So I grab an armful and so does he and we wachle them downstairs and try to pack them into my car. It's like wrestling an octopus.

"You've done that, have you?" he says, as we stuff them in and they bounce right back out again.

"In my youth as a deep-sea diver," I say.

"Tentacles would be great for an artist," he says. "You can use them as arms or legs. I could paint a picture while having a coffee and a sandwich and hanging from the ceiling, looking cool. "

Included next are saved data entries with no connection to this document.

PR #1033, opened 2021-06-07
Factor `ChordBase` out of `Chord` to support `PercussionChord` objects and support MusicXML unpitched roundtrip

jacobtylerwalls:
I think this is a reviewable chunk. Input & output of `<unpitched>` MusicXML tags is working. Supersedes #756 

MIDI import/export would come next, probably in tandem with a `makeUnpitched()` function to take notes with unpitched instruments and replace the Notes with Unpitched (or Chord with PercussionChord, etc). Could flesh out the `getInstrument()` work at that time also (or back it out of this PR, your call).


mscuthbert:
Sorry I've been slow at reviewing this.  Should have time this weekend.

music21/instrument.py
```diff
@@ -2167,24 +2168,22 @@ def partitionByInstrument(streamObj):
     TODO: use proper recursion to make a copy of the stream.
     TODO: final barlines should be aligned.
     '''
-    from music21 import stream
```
jacobtylerwalls, line 2170: moved this to the top of the module.

music21/note.py
```diff
@@ -1190,6 +1192,22 @@ def _setVolume(self, value, setClient=True):
         [120, 80]
         ''')
 
+    def _getStoredInstrument(self):
+        return self._storedInstrument
+
+    def _setStoredInstrument(self, newValue):
+        self._storedInstrument = newValue
+
+    storedInstrument = property(_getStoredInstrument, _setStoredInstrument)
```
jacobtylerwalls, line 1201: I must have done this a while back when trying to emulate other m21 properties. This should probably just be an attribute.

jacobtylerwalls:
TODO: once decision is reached on whether _storedInstrument goes to NotRest or stays on Unpitched, factor that into musicxml export (#1051) so that context search is only a fallback.

music21/note.py
jacobtylerwalls: Oh I see, I merely moved this from Unpitched without changing it.

music21/chord/__init__.py
```diff
@@ -47,9 +47,339 @@ class ChordException(exceptions21.Music21Exception):
...
+        if 'beams' in keywords:
+            self.beams = keywords['beams']
+        else:
+            self.beams = beam.Beams()
+
+    def __eq__(self, other):
+        '''
+        True if the Chord passes all `super()`
+        equality tests and the pitches are the same
+        (possibly in a different order)
```
mscuthbert, line 135: This probably needs to be changed for BaseChord.  These docs look more like they belong in Chord.__eq__

music21/chord/__init__.py
```diff
@@ -47,9 +47,339 @@ class ChordException(exceptions21.Music21Exception):
...
+        for n in notes:
+            if isinstance(n, pitch.Pitch):
+                # assign pitch to a new Note
+                if useDuration:  # not False or None
+                    newNote = note.Note(n, duration=useDuration)
+                else:
+                    newNote = note.Note(n)
+                self._notes.append(newNote)
+                # self._notes.append({'pitch':n})
+            elif isinstance(n, Chord):
```
mscuthbert, line 222: probably BaseChord?  So that one Unpitched can merge another?

music21/chord/__init__.py
```diff
@@ -47,9 +47,339 @@ class ChordException(exceptions21.Music21Exception):
...
+        Traceback (most recent call last):
+        ValueError: Cannot remove ['C4', 'E4'] from a chord; try a Pitch or Note object
+        '''
+        if isinstance(removeItem, str):
+            for n in self._notes:
+                if n.pitch.nameWithOctave == removeItem:
+                    self._notes.remove(n)
+                    self.clearCache()
+                    return
+            raise ValueError('Chord.remove(x), x not in chord')
```
mscuthbert, line 358: This should be in Chord.remove() -- doesn't apply to Unpitched.

music21/chord/__init__.py
```diff
@@ -47,9 +47,339 @@ class ChordException(exceptions21.Music21Exception):
...
+        if not hasattr(removeItem, 'classes'):
+            raise ValueError('Cannot remove {} from a chord; try a Pitch or Note object'.format(
+                removeItem))
+        if 'Pitch' in removeItem.classes:
+            for n in self._notes:
+                if n.pitch == removeItem:
+                    self._notes.remove(n)
+                    self.clearCache()
+                    return
+            raise ValueError('Chord.remove(x), x not in chord')
```
mscuthbert, line 369: As above.

music21/instrument.py
```diff
@@ -63,10 +63,11 @@ def unbundleInstruments(streamIn, *, inPlace=False):
     if inPlace is True:
         s = streamIn
     else:
-        s = copy.deepcopy(streamIn)
+        s = streamIn.coreCopyAsDerivation('unbundleInstruments')
```
mscuthbert, line 66: :-)

music21/instrument.py
mscuthbert: ah!  This used to have recursion problems.  Probably fixed with the base/core separation!

music21/musicxml/m21ToXml.py
```diff
@@ -3863,6 +3887,49 @@ def pitchToXml(self, p: pitch.Pitch):
...
 
+    def unpitchedToXml(self,
+                       up: note.Unpitched,
+                       noteIndexInChord: int = 0,
+                       chordParent: chord.ChordBase = None) -> Element:
+        '''
+        Convert a :class:`~music21.note.Unpitched` to a <note>
+        with an <unpitched> subelement.
+
+        >>> up = note.Unpitched('D5')
```
mscuthbert, line 3898: for constructing Unpitched objects, can we specify `displayName='D5'`  -- I think that otherwise it might be an issue later where people are surprised that displayName='C4' appears one line below the staff no matter what the clef is.

music21/musicxml/xmlToM21.py
```diff
@@ -2646,11 +2647,22 @@ def xmlToChord(self, mxNoteList):
         >>> c = MP.xmlToChord([a, b])
         >>> c.getNotehead(c.pitches[0])
         'diamond'
+
+        >>> a = EL('<note><unpitched><display-step>A</display-step>'
+        ...        + '<display-octave>3</display-octave></unpitched>'
+        ...        + qnDuration
+        ...        + '<notehead>diamond</notehead></note>')
+        >>> MP.xmlToChord([a, b])
+        <music21.percussion.PercussionChord unpitched[A3] B3>
```
mscuthbert, line 2656: wow!  Thanks!

music21/note.py
mscuthbert: yeah -- I didn't know back then how easy it was to change an attribute to a property later.

music21/note.py
```diff
@@ -1190,6 +1192,22 @@ def _setVolume(self, value, setClient=True):
...
+
+    def getInstrument(self):
+        '''
+        TOOD: doc and test
+        '''
+        if self.storedInstrument is not None:
+            return self.storedInstrument
+        return self.getContextByClass('Instrument', followDerivation=False)
```
mscuthbert, line 1209: not sure whether followDerivation should be True or False here.

music21/note.py
```diff
@@ -1445,7 +1462,7 @@ def _setOctave(self, value: int):
     @property
     def pitches(self) -> Tuple[pitch.Pitch]:
         '''
-        Return the :class:`~music21.pitch.Pitch` object in a tuple.
+        Return the :class:`~music21.pitch.Pitch` objects in a tuple.
```
mscuthbert, line 1465: maybe clearer "Return the single Pitch object within a tuple" -- there can't be more than one pitch object here.

music21/note.py
```diff
@@ -1611,9 +1627,6 @@ class Unpitched(NotRest):
     A General class of unpitched objects which appear at different places
     on the staff.  Examples: percussion notation.
 
-    The `Unpitched` object does not currently do anything and should
-    not be used.
-
```
mscuthbert, line 1616: can we change docs below to "which shows where they should be displayed as if the staff were a 5-line staff in treble clef"?

music21/musicxml/xmlToM21.py
```diff
@@ -2995,6 +3014,42 @@ def xmlToPitch(self, mxNote, inputM21=None):
...
+            unp = note.Unpitched()
+        else:
+            unp = inputM21
+
+        mxDisplayStep = mxUnpitched.find('display-step')
+        mxDisplayOctave = mxUnpitched.find('display-octave')
+        if textStripValid(mxDisplayStep):
+            unp.displayStep = mxDisplayStep.text.strip()
+        if textStripValid(mxDisplayOctave):
+            unp.displayOctave = int(mxDisplayOctave.text.strip())
```
mscuthbert, line 3049: I'd like to make a TODO to compensate for MusicXML number of staff-lines affects the display-step behavior, which I don't want to adopt in music21.  In a one line staff, B4 should equal center line in music21 (as it does in most other notation settings).  In MusicXML which line an Unpitched is displayed on depends on the number of stafflines currently active.

See https://github.com/w3c/musicxml/issues/351

music21/note.py
```diff
@@ -878,8 +878,9 @@ class NotRest(GeneralNote):
     '''
     Parent class for Note-like objects that are not rests; that is to say
     they have a stem, can be tied, and volume is important.
-    Basically, that's a `Note` or `Chord` or
-    `Unpitched` object for now.
+    Basically, that's a :class:`Note` or :class:`~music21.chord.Chord`
+    (or their subclasses such as :class:`~music21.harmony.ChordSymbol`), or
```
mscuthbert, line 882: :-)

music21/note.py
mscuthbert: but let's leave it.  We might want to change the displayStep etc. based on the instrument.

music21/note.py
```diff
@@ -1630,10 +1643,16 @@ class Unpitched(NotRest):
...
 
-    def __init__(self):
-        super().__init__()
-        self.displayStep = 'C'
-        self.displayOctave = 4
+    def __init__(self, displayName=None, **keywords):
+        super().__init__(**keywords)
+
+        self.displayStep: str = 'C'
+        self.displayOctave: int = 4
```
mscuthbert, line 1650: If possible, let's change the default to 'B', 4.  Any maybe put in some sort of "displayStepIsInferred" if it's not set, so that it can be affected by Instrument.

music21/note.py
```diff
@@ -1671,6 +1690,32 @@ def displayPitch(self) -> pitch.Pitch:
...
+        Returns the MIDI pitch corresponding to the stored display pitch.
+
+        >>> unp = note.Unpitched('D4')
+        >>> unp.midi
+        62
+        >>> unp2 = note.Unpitched()
+        >>> unp2.midi
+        60
+        '''
+        return self.displayPitch().midi
```
mscuthbert, line 1705: Not sure I want this in yet -- is there a reason it needs to be here?   I think people would expect the MIDI not to be dependent on the displayPitch but on the storedInstrument's percussion MIDI mapping.

music21/percussion.py
```diff
@@ -0,0 +1,95 @@
+# -*- coding: utf-8 -*-
+# ------------------------------------------------------------------------------
+# Name:         percussion.py
+# Purpose:      music21 classes for representing unpitched events
+#
+# Authors:      Michael Scott Cuthbert
+#               Christopher Ariza
+#
```
mscuthbert, line 8: Definitely add your name here.  :-)

music21/percussion.py
```diff
@@ -0,0 +1,95 @@
...
+    object.
+
+    >>> pChord = percussion.PercussionChord([note.Unpitched('D4'), note.Note('E5')])
+    >>> pChord.isChord
+    False
+
+    Has notes, just like any ChordBase:
+
+    >>> pChord.notes
+    (<music21.note.Unpitched object at 0x...>, <music21.note.Note E>)
```
mscuthbert, line 33: next TODO -- improve repr for Unpitched (probably with Instrument name rather than displayStep)

music21/test/testRunner.py
```diff
@@ -49,13 +49,10 @@ def addDocAttrTestsToSuite(suite,
...
     >>> s1TestsAfter = len(s1._tests)
     >>> s1TestsAfter - s1TestsBefore
-    1
+    2
     >>> t = s1._tests[-1]
     >>> t
     isRest ()
-
-    >>> 'hi'
-    'hi'
```
mscuthbert, line 58: this used to be a test for unicode.  :-)

mscuthbert (approved):
Looks great to me!  Thanks -- totally the right direction

I think that some of the things that should move from Chord to ChordBase are `tie`, `volume` and anything else that finds the appropriate `_notes` object but doesn't deal with Pitch.

This is probably a good enough work through musicxml.  Where people really want this is in MIDI, so we can look at the midi.percussion next -- PercussionMapper is the skeleton to work with there.

jacobtylerwalls:
Any opinion on the wisdom of moving _storedInstrument to NotRest from Unpitched? Would turn out to be useful for the multiple instrument musicxml export patch.

music21/note.py
jacobtylerwalls: I need a diatonic note number to sort the notes from musicxml documents here:

https://github.com/cuthbertLab/music21/blob/c69968d44213a1915d1e578f7509f3a7642c0e3b/music21/musicxml/xmlToM21.py#L2680-L2682

but I should probably just implement `diatonicNoteNum` instead.

jacobtylerwalls: Nope! I see what you mean, I was accessing the displayPitch() here directly anyway, so I don't need this implemented here.

music21/note.py
jacobtylerwalls: display-step and display-octave are required, so I don't want to build extra layers on top we might not need just yet.

jacobtylerwalls: Oh I see you mean starting from the m21 side.

jacobtylerwalls: Still inclined to defer until we have a way of changing display pitch based on instrument

music21/musicxml/m21ToXml.py
jacobtylerwalls: I didn't quite follow this.

music21/chord/__init__.py
jacobtylerwalls: Not sure I follow -- I thought the point of `PercussionChord` was so it could mix anything, unpitched or pitched, so we can cleanly import multi-sticked percussion chords, or chordified orchestral scores, or whatever. So we still want remove(), but this is great you've pointed this out, because there's a bug:

```
>>> pChord = percussion.PercussionChord([note.Unpitched('D4'), note.Note('E5')])
>>> pChord.remove(pitch.Pitch('E5'))
  File "/Users/jwalls/music21/music21/chord/__init__.py", line 365, in remove
    if n.pitch == removeItem:
AttributeError: 'Unpitched' object has no attribute 'pitch'
```

music21/note.py
jacobtylerwalls: what are the most likely derivations? stripTies? partitionByInstrument? I think those keep instruments around, so I think we're alright. We just added instruments to voicesToParts.

music21/chord/__init__.py
jacobtylerwalls: I rewrote it slightly.

music21/chord/__init__.py
jacobtylerwalls: Great catch!

music21/note.py
jacobtylerwalls: I'm thinking it should be False. I just went on a goose chase in #1051 dealing with instruments being found that weren't in the stream being exported and getting mismatches with the `<part-list>`.

jacobtylerwalls: In other words, it's not really "stored" if the instrument is not in the stream. So, maybe: If you want derivations, then opt-in with `gCBC(follow...`)

music21/note.py
jacobtylerwalls: (But I did change C4 to B4.)

music21/chord/__init__.py
jacobtylerwalls: The bug was fixed, so I think we're good now.

music21/instrument.py
```diff
@@ -63,10 +63,11 @@ def unbundleInstruments(streamIn, *, inPlace=False):
...
 
     for thisObj in s:
-        if 'Unpitched' in thisObj.classes:
+        if 'NotRest' in thisObj.classes:
+            # TODO(QUESTION) -- also unbundle each note of chord?
```
mscuthbert: yes, but that will be hard because we will need Voice objects to move each instrument.

music21/musicxml/m21ToXml.py
mscuthbert: Watch the next diff to see what I meant.

mscuthbert: Just let's never create:

```
note.Unpitched('D5')
```

always instead

```
note.Unpitched(displayName='D5')
```

because even if the current clef is Bass clef, displayName refers to the location as if the staff were in treble clef no matter what.

music21/musicxml/xmlToM21.py
```diff
@@ -2686,11 +2687,22 @@ def xmlToChord(self, mxNoteList):
...
+        >>> MP.xmlToChord([a, b])
+        <music21.percussion.PercussionChord unpitched[A3] B3>
         '''
         notes = []
         for mxNote in mxNoteList:
             notes.append(self.xmlToSimpleNote(mxNote, freeSpanners=False))
-        c = chord.Chord(notes)
+
+        if any(mxNote.find('unpitched') for mxNote in mxNoteList):
+            c = percussion.PercussionChord(notes)
```
mscuthbert, line 2703: Super!

music21/musicxml/xmlToM21.py
```diff
@@ -2779,10 +2791,17 @@ def xmlToSimpleNote(self, mxNote, freeSpanners=True):
...
         d = self.xmlToDuration(mxNote)
-        n = note.Note(duration=d)
 
-        # send whole note since accidental display not in <pitch>
-        self.xmlToPitch(mxNote, n.pitch)
+        n = None
+
+        mxUnpitched = mxNote.find('unpitched')
+        if mxUnpitched is None:
+            # send whole note since accidental display not in <pitch>
```
mscuthbert, line 2799: should change that to "send entire note" since I didn't understand what wholenotes had to do with it.

music21/note.py
```diff
@@ -1675,6 +1693,18 @@ def displayPitch(self) -> pitch.Pitch:
...
+    def displayName(self) -> str:
+        '''
+        Returns the `nameWithOctave` of the :meth:`displayPitch`.
+
+        >>> unp = note.Unpitched('B2')
+        >>> unp.displayName
+        'B2'
+        '''
+        display_pitch = self.displayPitch()
+        return display_pitch.nameWithOctave
```
mscuthbert, line 1706: why is this not just `self.displayStep + str(self.displayOctave)`?

mscuthbert (commented):
Looks really good to me -- feel free to merge after reading, fixing any broken tests, and responding if needed.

"The male octopus even has a tentacle that's a detachable penis," I tell him, as we finally get them penned up in the back and take our seats in front. "It's called a hectocotylus. Octopus sex consists of him pulling it off and presenting it to her"

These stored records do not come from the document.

Issue #881, opened 2021-02-27
music21's import conventions prevent using PyInstaller


keeganNull:
I have a program that uses the music21. When I execute the program of .py , it's OK. But when I use the pyinstaller to pack the program and execute it. It shows that 
![image](https://user-images.githubusercontent.com/69446006/109382107-5741b780-7919-11eb-848f-cdff0038085c.png)
and the code:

"That's drastic," he says. "Does she like it?"

"She loves it. 'What a beautiful gift for a girl,' she goes. 'Was it expensive?'"

"And he goes, 'Cost me an arm and a leg.'" he says. "Have you been saving that up all your life, waiting for an octopus conversation?"

"Pretty much," I say. "You don't get many. Where is it you want me to take yours?"

"Macintosh Building," he says. "It's going to be the branches of an artistic tree for this group project I was telling you about."

"What's the topic?"

"St Enoch."

"Ah, the ancient Celtic princess," I say. "Sounds like a guy but she's not."

"Isn't she?"

"St Enoch was St Teneu," I tell him. "Raped then condemned to be thrown off Traprain Law for getting pregnant. Survived and was taken in by the abbot Serf, who cared for her and her son Kentigern, later called Mungo. He founded Glasgow."

"You know lots of useless shit, don't you?" he says.

"I do."

"Is there a tree in the story?" he says.

"There is. A hazel tree that Mungo prayed over to make its branches burst into flames, so he could relight a holy fire. The tree's now part of Glasgow's coat of arms."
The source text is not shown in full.